Stuff South Africa

Shuttleworth wins R250m from Reserve Bank

South African-born technology entrepreneur Mark Shuttleworth has won an appeal at the Supreme Court against the South African Reserve Bank that will see the bank pay him more than R250 million (plus interest). In 2009 Shuttleworth moved R2,5 billion from South Africa to the Isle of Man and was hit with a R250m levy from the Reserve Bank.

Shuttleworth contested the levy and took the matter to court in an effort to have the entire South African exchange control system declared unconstitutional. He didn’t manage this, but did get parts of the county’s exchange control regulations declared unconstitutional. Now he plans to use the money the Reserve Bank has to pay him to fund similar battles.

Shuttleworth-1000“I will put the returned funds of R250m plus interest into a trust, to underwrite constitutional court cases on behalf of those who’s circumstances deny them the ability to be heard where the counterparty is the state,” Shuttleworth said in a post on his blog.

“It is more expensive to work across South African borders than almost anywhere else on earth, purely because the framework of exchange controls creates a cartel of banks authorised to act as the agents of the Reserve Bank in currency matters,” Shuttleworth says. “We all pay a very high price for that cartel, and derive no real benefit in currency stability or security for that cost.”

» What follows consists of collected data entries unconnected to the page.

PR #109, opened 2025-06-18
feat: Add submitter support for 3dsMax 2025+

### LINKED ISSUE #102: Bug: Submitter does not support 3ds Max 2025 / 2026
### Describe the bug

We would like support for 2025 and 2026.

I get this kind of error when I try on 2025.

-- Error occurred in anonymous codeblock; filename: C:\Program Files\Autodesk\3ds Max 2025\scripts\startup\STDCMenuCreator.ms; position: 654; line: 17
-- MAXScript Auto-load Script Error Exception:
-- Unknown property: "getMainMenuBar" in undefined
-- MAXScript callstack:
--	thread data: threadID:33264
--	------------------------------------------------------
--	[stack level: 0]
--	In anonymous codeblock; filename: C:\Program Files\Autodesk\3ds Max 2025\scripts\startup\STDCMenuCreator.ms; position: 655; line: 17
--		Locals:
--			debug: false
--			theDeadlineCloudMenu: undefined
--			theSubMenu: undefined
--			theMainMenu: undefined
--			theMenuDefinitionArray: undefined
--			menuMan: undefined
--		Externals:
--	------------------------------------------------------
--	[stack level: 1]
--	called from top-level

### Expected Behaviour

Be great to support 2025.

### Current Behaviour

Does not support 2025 or 2026

### Reproduction Steps

Try submitting from 2025

### Environment

At minimum:
1. Operating system (e.g. Windows Server 2022; Amazon Linux 2023; etc.)
2. Version of 3ds Max
3. Version of this package

Please share other details about your environment that you think might be relevant to reproducing the bug.

jairaws:
Fixes: https://github.com/aws-deadline/deadline-cloud-for-3ds-max/issues/102

3dsMax 2025 has a couple of changes that affected the submitter: 1) The Max Script mechanism to handle menus changed, 2) Upgrade from PySide2 to PySide6.

* Create a new version of the menu with the new syntax.
* Remove direct references to PySide2.

Submitter support for 3dsMax 2025+

* Submitted job successfully from 3dsMax 2024 and 2025.
* Ran integ tests: `hatch run integ:test`
```
================================================= 2 passed in 56.38s ==================================================
```

Yes

No

Screenshot 2025-06-17 at 6 11 54 PM

----

### DIFF
--- a/install_files/STDCMenuCreator_v1.ms
+++ b/install_files/STDCMenuCreator_v1.ms
@@ -1,0 +1,55 @@
+-- Copyright Amazon.com, Inc. or its affiliates. All Rights Reserved.
+-- Compatibility: 3ds Max 2025+
+
+-- Function to create the AWS Deadline menu
+function createDeadlineCloudMenu =
+(
+    -- Get the menu manager from the callback parameter
+    local menuMgr = callbacks.notificationParam()
+    local mainMenuBar = menuMgr.mainMenuBar
+    
+    -- No need to check for existing menu - the CreateSubMenu will handle it
+    -- If a menu with the same GUID already exists, it will be replaced
+    
+    -- Create a new AWS Deadline menu with a unique GUID
+    -- Using a fixed GUID ensures consistency across sessions
+    local deadlineCloudMenuGUID = "F8FFB827-741C-4A81-8C89-BBF856DCF56D"
+    local deadlineCloudMenu = mainMenuBar.CreateSubMenu deadlineCloudMenuGUID "AWS Deadline"
+    
+    -- Define menu items with their GUIDs
+    local menuItems = #()
+    
+    -- Add the Submit to Deadline Cloud menu item
+    local submitActionGUID = "6AC5FDFE-2AF7-4069-8493-D8A1462F4E7F"
+    -- MacroScript action table ID is 647394
+    local macroScriptActionTableID = 647394
+    
+    -- Create the Submit to Deadline Cloud action
+    deadlineCloudMenu.CreateAction submitActionGUID macroScriptActionTableID "SubmitToDeadlineCloud`DeadlineCloud" title:"Submit to Deadline Cloud"
+    
+    -- Add the Test Job Bundle Output menu item if in DEBUG mode
+    local DEBUG = false
+    if DEBUG do
+    (
+        local testJobBundleGUID = "A2B3C4D5-E6F7-8901-2345-6789ABCDEF01"
+        deadlineCloudMenu.CreateAction testJobBundleGUID macroScriptActionTableID "TestJobBundleOutput`DeadlineCloud" title:"Run Job Bundle Tests"
+    )
+    
+    -- Python script to add repo path to max script locations
+    python.Execute "import sys"
+    python.Execute "import os"
+    python.Execute "sys.path.append(os.path.expanduser(r'~\\DeadlineCloudSubmitter\\Submitters\\3dsMax\\scripts'))"
+    
+    if DEBUG do
+    (
+        -- change to <reporoot>/src/deadline/max_submitter
+        -- TODO: Update to find local dev repo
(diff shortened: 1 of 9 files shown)


install_files/STDCMenuCreator_v1.ms
```diff
@@ -0,0 +1,55 @@
+-- Copyright Amazon.com, Inc. or its affiliates. All Rights Reserved.
+-- Compatibility: 3ds Max 2025+
```
jericht, line 2: Curious, is this just a note for humans? or does 3ds max recognize this and raise a warning if it tries to run it on a mismatched version?

pyproject.toml
```diff
@@ -31,7 +31,7 @@ classifiers = [
 # 2024 - 3.9: https://help.autodesk.com/view/MAXDEV/2024/ENU/?guid=MAXDEV_Python_about_the_3ds_max_python_api_html
 
 dependencies = [
-    "deadline == 0.49.*",
+    "deadline == 0.50.*",
```
jericht, line 34: Did you run the integ tests? Just want to be safe since there's a breaking change in this bump

install_files/STDCMenuCreator_v1.ms
```diff
@@ -0,0 +1,55 @@
...
+    local deadlineCloudMenuGUID = "F8FFB827-741C-4A81-8C89-BBF856DCF56D"
+    local deadlineCloudMenu = mainMenuBar.CreateSubMenu deadlineCloudMenuGUID "AWS Deadline"
+    
+    -- Define menu items with their GUIDs
+    local menuItems = #()
+    
+    -- Add the Submit to Deadline Cloud menu item
+    local submitActionGUID = "6AC5FDFE-2AF7-4069-8493-D8A1462F4E7F"
+    -- MacroScript action table ID is 647394
+    local macroScriptActionTableID = 647394
```
jericht, line 25: Is this a predefined constant in 3ds Max? or are we just choosing a static number here similar to the GUIDs?

install_files/STDCMenuCreator_v1.ms
```diff
@@ -0,0 +1,55 @@
...
+    
+    -- Create the Submit to Deadline Cloud action
+    deadlineCloudMenu.CreateAction submitActionGUID macroScriptActionTableID "SubmitToDeadlineCloud`DeadlineCloud" title:"Submit to Deadline Cloud"
+    
+    -- Add the Test Job Bundle Output menu item if in DEBUG mode
+    local DEBUG = false
```
jericht, line 31: nit: Could we put this in the top of the file with a comment similar to the v0? It looks like we need to manually set this to true to get these debug menus?

```
	-- change to true for development install
	local DEBUG = false
```

install_files/STDCMenuCreator_v1.ms
jairaws: Only a note for humans.

install_files/STDCMenuCreator_v1.ms
jairaws: This is based on the existing logic in the original version of this file. This debugging logic does not make much sense, but I don't want to change it right now. I'll work on another PR to automate the installation of the submitter, I'll see then how we can improve it.

install_files/STDCMenuCreator_v1.ms
jairaws: just a random value https://help.autodesk.com/view/MAXDEV/2025/ENU/?guid=GUID-FF48D0EC-6669-4EC7-AB43-E9998A14A198

leongdl (approved):
Question, where is the dependency for PyQt defined? Since we are changing the Qt import, would it cause issues?

leongdl:
Question, where is the dependency for PyQt defined? Since we are changing the Qt import, would it cause issues?

pyproject.toml
jairaws: Yes, I did. Updated the description to call it out.

benl-2023 (approved):

AlexTranAmz (approved):

PR #110, opened 2025-06-24
feat: Implement 3dsMax submitter installer

jairaws:
We need to automate the installation of the submitter.

* Create installer folder with all the components needed to define the submitter installer.
* Create scripts needed by the installer.
* Consolidate the menu in one single file for all versions.
* Unit tests for the installer.

Submitter installed automatically.

* Built submitter installer and installed submitter.
* Tested with 3ds Max 2024, 2025, 2026.
```
 hatch run installer:build-installer --install-builder-path "C:\\Program Files\\InstallBuilder Enterprise 25.3.1\\" --platform "windows" --local-dev
```

Yes

No

Screenshot 2025-06-23 at 8 27 41 PM

----


installer/DeadlineCloudFor3dsMaxSubmitter.xml
```diff
@@ -0,0 +1,244 @@
...
+                    </conditionRuleList>
+                    <actionList>
+                        <!-- InstallBuilder's system-wide Linux implementation does not work (it always writes to the user
+                        environment files like ~/.bashrc and ~/.bash_profile, even as root).
+                        Instead, we cache all environment variables in a global variable, and in the post-installation
+                        steps, we generate a file in /etc/profile.d/ that will get sourced on login. -->
+                        <globalVariables names="_fnAddEnvironmentVariable_list"/>
+                        <setInstallerVariable name="_fnAddEnvironmentVariable_list">
+                            <value>${_fnAddEnvironmentVariable_list}export ${name}=${value}&#xA;</value>
+                        </setInstallerVariable>
```
benl-2023: Curious, why do we need linux references in the installer if 3DSMax is only on windows?

scripts/build_installer.py
```diff
@@ -0,0 +1,181 @@
...
+from find_installbuilder import InstallBuilderSelection, get_builder_exe_name
+
+from deps_bundle import build_deps_bundle
+
+# This is derived from <installerFilename> in installer/DeadlineCloudClient.xml
+# See "Supported Platforms" table in https://releases.installbuilder.com/installbuilder/docs/installbuilder-userguide.html
+INSTALLER_FILENAMES = {
+    "Windows": "DeadlineCloudFor3dsMaxSubmitter-windows-x64-installer.exe",
+    "Linux": "DeadlineCloudFor3dsMaxSubmitter-linux-x64-installer.run",
+    "MacOS": "DeadlineCloudFor3dsMaxSubmitter-osx-installer.app",
```
benl-2023: Also curious why we have platforms other than windows here?

installer/DeadlineCloudFor3dsMaxSubmitter.xml
AlexTranAmz: Agree! We can remove this as it's only available on Windows

scripts/build_installer.py
AlexTranAmz: Same as above, I think for this case, since 3dsMax can only be installed on Windows, we only need a Windows installers

scripts/build_installer.py
```diff
@@ -0,0 +1,179 @@
...
+        )
+
+    if installer_platform == "Linux":
+        installbuilder_platform = "linux-x64"
+    elif installer_platform == "MacOS":
+        installbuilder_platform = "osx"
+    elif installer_platform == "Windows":
+        installbuilder_platform = "windows-x64"
+    else:
+        raise ValueError(f"Unknown platform '{installer_platform}'")
```
benl-2023, line 92: nit: probably don't need the non-windows platforms.

benl-2023 (approved):

scripts/build_installer.py
```diff
@@ -0,0 +1,179 @@
...
+        )
+        installer_dir = build_installer(
+            workdir=workdir,
+            component_file_path=installer_source_path,
+            install_builder_location=installbuilder_path,
+            dev=dev,
+            installer_platform=installer_platform,
+        )
+
+        installer_filename = INSTALLER_FILENAMES[installer_platform]
```
AlexTranAmz, line 160: qq: Since the `INSTALLER_FILENAMES` here could be empty if installer_platform is not Windows and thus create an error, could we change the installer platform to also only support windows and throw error of unknown platform otherwise?

AlexTranAmz (approved):

scripts/build_installer.py
AlexTranAmz: Sync offline with Jair! Agree that this is a minor improvement and not blocking this PR so I will approve it

PR #119, opened 2025-07-17
ci: add a workflow for manually releasing to pypi

moorec-aws:
We require a workflow for publishing to pypi in the event there is an issue publishing during the standard release process

Add a workflow dispatch workflow for manually releasing a tagged build to pypi

We can release to pypi if there is an issue doing so during the release process

Needs to be tested after merge

No

----

### DIFF
--- a/.github/workflows/manual_pypi_release.yml
+++ b/.github/workflows/manual_pypi_release.yml
@@ -1,0 +1,57 @@
+# Perform a manual PyPI release outside of the regular release process
+on:
+  workflow_dispatch:
+    inputs:
+      tag:
+        required: true
+        default: ""
+        type: string
+
+jobs:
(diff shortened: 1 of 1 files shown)


leongdl (approved):

leongdl:
Thanks, seems like a copy paste from the other PRs in our other repos.

sakshie95:
qq. How are we planning to test this after merge? I would think not but confirming if there's any risks?

sakshie95 (approved):

moorec-aws:
> qq. How are we planning to test this after merge? I would think not but confirming if there's any risks?

Since the workflow publishes to pypi we cannot fully test the exact workflow before hand. We are copying our deployment from our release workflow here so there is no risk.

Shuttleworth says exchange controls stifle the economy, make goods more expensive, reduce South Africans’ ability to compete globally and make cross-border remittances from migrant workers unnecessarily expensive, “a shame we should work to address”.

Though Shuttleworth is no doubt thrilled with the ruling, he says there’s more to the case than simply recouping the money. “We are now considering the continuation of the case in the Constitutional Court, to challenge exchange control on constitutional grounds and ensure that the benefits of today’s ruling accrue to all South Africans.”

It’s the existing exchange control regulations that forced Shuttleworth to leave South Africa in the first place.

“This case also has a very strong personal element for me, because it is exchange controls which make it impossible for me to pursue the work I am most interested in from within South Africa and which thus forced me to emigrate years ago. I pursue this case in the hope that the next generation of South Africans who want to build small but global operations will be able to do so without leaving the country. In our modern, connected world, and our modern connected country, that is the right outcome for all South Africans.”